---------- Raw data ----------

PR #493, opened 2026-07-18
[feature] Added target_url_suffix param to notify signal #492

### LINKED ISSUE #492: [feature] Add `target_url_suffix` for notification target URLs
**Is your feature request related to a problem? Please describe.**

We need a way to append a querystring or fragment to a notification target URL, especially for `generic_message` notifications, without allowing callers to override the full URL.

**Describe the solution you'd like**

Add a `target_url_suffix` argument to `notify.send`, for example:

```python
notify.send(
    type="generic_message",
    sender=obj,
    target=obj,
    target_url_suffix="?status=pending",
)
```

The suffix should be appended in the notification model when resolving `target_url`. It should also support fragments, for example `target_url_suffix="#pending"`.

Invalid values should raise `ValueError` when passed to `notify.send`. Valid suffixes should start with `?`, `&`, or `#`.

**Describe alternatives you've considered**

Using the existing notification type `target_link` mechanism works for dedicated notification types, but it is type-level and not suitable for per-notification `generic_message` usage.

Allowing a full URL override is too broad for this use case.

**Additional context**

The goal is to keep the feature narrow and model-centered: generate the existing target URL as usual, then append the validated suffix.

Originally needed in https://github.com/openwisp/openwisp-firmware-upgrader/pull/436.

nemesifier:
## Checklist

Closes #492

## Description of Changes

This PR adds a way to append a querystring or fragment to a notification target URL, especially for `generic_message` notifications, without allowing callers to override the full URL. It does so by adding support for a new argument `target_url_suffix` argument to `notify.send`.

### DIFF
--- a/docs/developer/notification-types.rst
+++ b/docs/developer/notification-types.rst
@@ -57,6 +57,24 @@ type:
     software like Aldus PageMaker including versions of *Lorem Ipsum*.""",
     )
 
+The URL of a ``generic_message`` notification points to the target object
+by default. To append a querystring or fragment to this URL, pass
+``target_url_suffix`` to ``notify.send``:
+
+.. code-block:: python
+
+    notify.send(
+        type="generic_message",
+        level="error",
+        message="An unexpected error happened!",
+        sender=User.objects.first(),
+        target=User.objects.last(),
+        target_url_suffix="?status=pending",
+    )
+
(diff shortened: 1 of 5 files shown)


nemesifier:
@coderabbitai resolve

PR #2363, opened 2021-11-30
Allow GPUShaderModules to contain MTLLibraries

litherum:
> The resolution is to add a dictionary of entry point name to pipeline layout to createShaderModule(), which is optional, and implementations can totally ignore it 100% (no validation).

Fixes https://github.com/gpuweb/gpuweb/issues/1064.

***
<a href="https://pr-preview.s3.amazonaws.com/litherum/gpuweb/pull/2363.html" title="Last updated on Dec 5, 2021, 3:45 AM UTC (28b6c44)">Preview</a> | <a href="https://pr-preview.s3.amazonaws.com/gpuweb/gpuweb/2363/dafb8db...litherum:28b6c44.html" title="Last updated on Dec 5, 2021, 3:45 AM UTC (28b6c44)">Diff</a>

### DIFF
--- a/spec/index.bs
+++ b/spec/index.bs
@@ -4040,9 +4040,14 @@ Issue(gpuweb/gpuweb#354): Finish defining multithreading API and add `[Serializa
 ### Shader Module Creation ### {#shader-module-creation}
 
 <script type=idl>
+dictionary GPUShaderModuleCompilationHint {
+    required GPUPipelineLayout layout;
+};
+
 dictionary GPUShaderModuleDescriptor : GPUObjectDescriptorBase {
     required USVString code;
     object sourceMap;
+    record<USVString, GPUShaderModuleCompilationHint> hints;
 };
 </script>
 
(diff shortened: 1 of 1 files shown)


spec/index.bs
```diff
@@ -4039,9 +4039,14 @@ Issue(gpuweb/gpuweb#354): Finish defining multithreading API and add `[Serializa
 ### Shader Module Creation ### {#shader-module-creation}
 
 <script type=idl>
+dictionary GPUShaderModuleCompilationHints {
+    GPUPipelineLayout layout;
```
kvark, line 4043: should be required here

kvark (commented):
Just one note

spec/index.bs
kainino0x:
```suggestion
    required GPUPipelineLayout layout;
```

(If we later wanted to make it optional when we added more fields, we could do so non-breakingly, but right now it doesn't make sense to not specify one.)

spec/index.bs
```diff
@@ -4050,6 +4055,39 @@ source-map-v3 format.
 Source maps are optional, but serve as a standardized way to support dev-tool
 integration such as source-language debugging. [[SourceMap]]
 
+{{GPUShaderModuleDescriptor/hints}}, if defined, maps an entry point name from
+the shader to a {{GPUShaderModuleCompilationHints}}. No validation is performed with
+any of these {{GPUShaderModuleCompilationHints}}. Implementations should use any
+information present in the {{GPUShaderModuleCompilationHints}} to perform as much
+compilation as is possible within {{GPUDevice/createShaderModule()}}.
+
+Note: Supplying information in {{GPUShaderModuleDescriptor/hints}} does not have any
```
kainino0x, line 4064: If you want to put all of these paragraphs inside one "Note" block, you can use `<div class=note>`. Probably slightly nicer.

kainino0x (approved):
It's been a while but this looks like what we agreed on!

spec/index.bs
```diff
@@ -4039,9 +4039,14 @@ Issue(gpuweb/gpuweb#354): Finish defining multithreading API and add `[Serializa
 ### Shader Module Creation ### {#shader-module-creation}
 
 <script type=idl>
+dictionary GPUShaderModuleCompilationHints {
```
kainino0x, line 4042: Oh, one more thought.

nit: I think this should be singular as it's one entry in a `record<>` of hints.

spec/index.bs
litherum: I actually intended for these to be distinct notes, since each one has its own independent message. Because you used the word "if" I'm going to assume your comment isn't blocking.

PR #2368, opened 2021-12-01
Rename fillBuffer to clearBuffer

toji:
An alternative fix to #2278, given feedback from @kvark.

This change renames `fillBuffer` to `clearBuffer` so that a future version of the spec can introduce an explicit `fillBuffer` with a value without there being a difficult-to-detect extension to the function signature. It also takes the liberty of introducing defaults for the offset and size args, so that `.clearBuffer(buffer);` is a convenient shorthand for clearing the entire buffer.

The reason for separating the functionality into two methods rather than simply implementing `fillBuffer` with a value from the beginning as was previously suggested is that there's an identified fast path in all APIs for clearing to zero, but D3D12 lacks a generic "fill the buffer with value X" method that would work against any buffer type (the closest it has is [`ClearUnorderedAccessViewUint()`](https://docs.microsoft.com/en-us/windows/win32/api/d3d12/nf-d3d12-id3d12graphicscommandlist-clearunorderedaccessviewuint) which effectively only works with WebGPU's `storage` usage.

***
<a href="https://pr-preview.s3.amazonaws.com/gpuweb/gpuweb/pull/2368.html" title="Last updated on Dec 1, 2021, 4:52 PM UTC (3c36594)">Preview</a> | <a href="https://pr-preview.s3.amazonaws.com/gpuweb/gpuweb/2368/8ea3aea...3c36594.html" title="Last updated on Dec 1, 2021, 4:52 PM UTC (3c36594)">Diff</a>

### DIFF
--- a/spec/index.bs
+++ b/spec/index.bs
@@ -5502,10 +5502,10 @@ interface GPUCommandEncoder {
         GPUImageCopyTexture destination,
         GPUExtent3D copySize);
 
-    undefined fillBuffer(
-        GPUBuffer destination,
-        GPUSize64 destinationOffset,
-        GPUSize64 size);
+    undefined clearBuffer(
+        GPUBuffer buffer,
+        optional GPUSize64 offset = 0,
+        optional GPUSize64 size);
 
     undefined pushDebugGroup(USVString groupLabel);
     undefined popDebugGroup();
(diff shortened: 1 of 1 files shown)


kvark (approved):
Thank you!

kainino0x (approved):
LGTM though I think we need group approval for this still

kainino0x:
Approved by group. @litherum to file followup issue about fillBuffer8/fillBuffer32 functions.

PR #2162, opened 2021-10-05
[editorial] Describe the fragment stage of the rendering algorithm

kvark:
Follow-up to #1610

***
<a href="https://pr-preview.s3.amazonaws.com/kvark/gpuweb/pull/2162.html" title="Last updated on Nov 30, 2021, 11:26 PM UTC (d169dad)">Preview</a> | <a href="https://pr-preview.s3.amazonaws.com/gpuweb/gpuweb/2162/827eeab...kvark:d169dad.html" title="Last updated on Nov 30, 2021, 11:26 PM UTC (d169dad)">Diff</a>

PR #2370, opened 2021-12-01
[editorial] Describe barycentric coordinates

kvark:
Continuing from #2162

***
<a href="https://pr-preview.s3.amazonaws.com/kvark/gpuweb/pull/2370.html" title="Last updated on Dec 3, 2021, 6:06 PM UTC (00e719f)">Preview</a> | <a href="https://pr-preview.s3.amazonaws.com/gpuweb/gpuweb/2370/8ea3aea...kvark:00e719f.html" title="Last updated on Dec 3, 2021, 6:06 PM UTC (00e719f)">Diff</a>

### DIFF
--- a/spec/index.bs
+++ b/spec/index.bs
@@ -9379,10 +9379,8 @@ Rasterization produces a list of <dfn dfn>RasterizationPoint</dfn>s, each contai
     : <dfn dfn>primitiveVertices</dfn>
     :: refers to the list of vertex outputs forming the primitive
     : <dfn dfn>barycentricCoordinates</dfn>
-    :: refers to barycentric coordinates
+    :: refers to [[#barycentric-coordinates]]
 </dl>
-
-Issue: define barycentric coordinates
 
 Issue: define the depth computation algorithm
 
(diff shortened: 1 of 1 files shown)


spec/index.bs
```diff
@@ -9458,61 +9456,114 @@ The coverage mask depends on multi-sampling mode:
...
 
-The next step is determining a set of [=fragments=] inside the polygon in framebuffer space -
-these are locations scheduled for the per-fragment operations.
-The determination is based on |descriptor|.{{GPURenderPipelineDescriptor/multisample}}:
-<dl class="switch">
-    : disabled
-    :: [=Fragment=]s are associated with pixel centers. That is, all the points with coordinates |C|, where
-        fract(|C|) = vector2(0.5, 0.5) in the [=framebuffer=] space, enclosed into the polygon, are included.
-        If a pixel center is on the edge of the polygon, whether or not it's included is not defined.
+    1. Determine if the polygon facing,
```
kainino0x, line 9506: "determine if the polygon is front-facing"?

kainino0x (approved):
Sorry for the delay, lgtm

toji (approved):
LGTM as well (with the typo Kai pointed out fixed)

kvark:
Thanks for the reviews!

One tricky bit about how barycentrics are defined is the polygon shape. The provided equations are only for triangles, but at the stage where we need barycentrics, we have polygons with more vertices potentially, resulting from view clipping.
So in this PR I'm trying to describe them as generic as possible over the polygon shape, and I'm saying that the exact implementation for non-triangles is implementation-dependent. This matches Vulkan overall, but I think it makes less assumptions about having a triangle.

----------

▶ [What to work on]: Go through the data above and return each line containing the string "status".

▶ [Response area]:
    target_url_suffix="?status=pending",
+        target_url_suffix="?status=pending",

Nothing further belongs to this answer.